Records from a data collection:
============

PR #757, opened 2022-01-09
Fix false negative for SQL injection when using DB.QueryRow.Scan()

### LINKED ISSUE #713: False negative for SQL injection when using DB.QueryRow.Scan()
### Summary 

If the call to Row.Scan() is in the same expression as DB.QueryRow() SQL injection vulnerability is not detected.

Works (G201 reported):
```
var name string
query := fmt.Sprintf(`
	SELECT
		name
	FROM
		users
row := db.QueryRow(query)
err := row.Scan(&name)
```

Does not work (nothing reported):
```
var name string
query := fmt.Sprintf(`
	SELECT
		name
	FROM
		users
err := db.QueryRow(query).Scan(&name)
```

### gosec version

v2.9.0

### Expected behavior

G201 is detected

### Actual behavior

G201 is not detected

kaiili:
### Problem
fixes #713

### Details :
can be seen in #713.
G201 regexp only match callexpr once.
If there is a sqlquery  like the following, there will be problems with matching.
```
func main() {
	var name string
	db, err := sql.Open("sqlite3", ":memory:")
	if err != nil {
		panic(err)
	}
	q := fmt.Sprintf("SELECT name FROM users where id = '%s'", os.Args[1])
	err = db.QueryRow(q).Scan(&name)
	if err != nil {
		panic(err)
	}
	defer db.Close()
}

```
### Solution
 Add  an extra check befor checkQuery.


ccojocar:
@kaiili Can you please rebase? Thanks

kaiili:
I rebase my fork repo , and  pull request on https://github.com/securego/gosec/pull/759.Sorry for wasting some time with this pr, as I'm not very proficient with git.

============

### [Assigned task]
Determine how many lines of the data above contain the string "Scan", and answer with the number only.

### [Expected answer]
6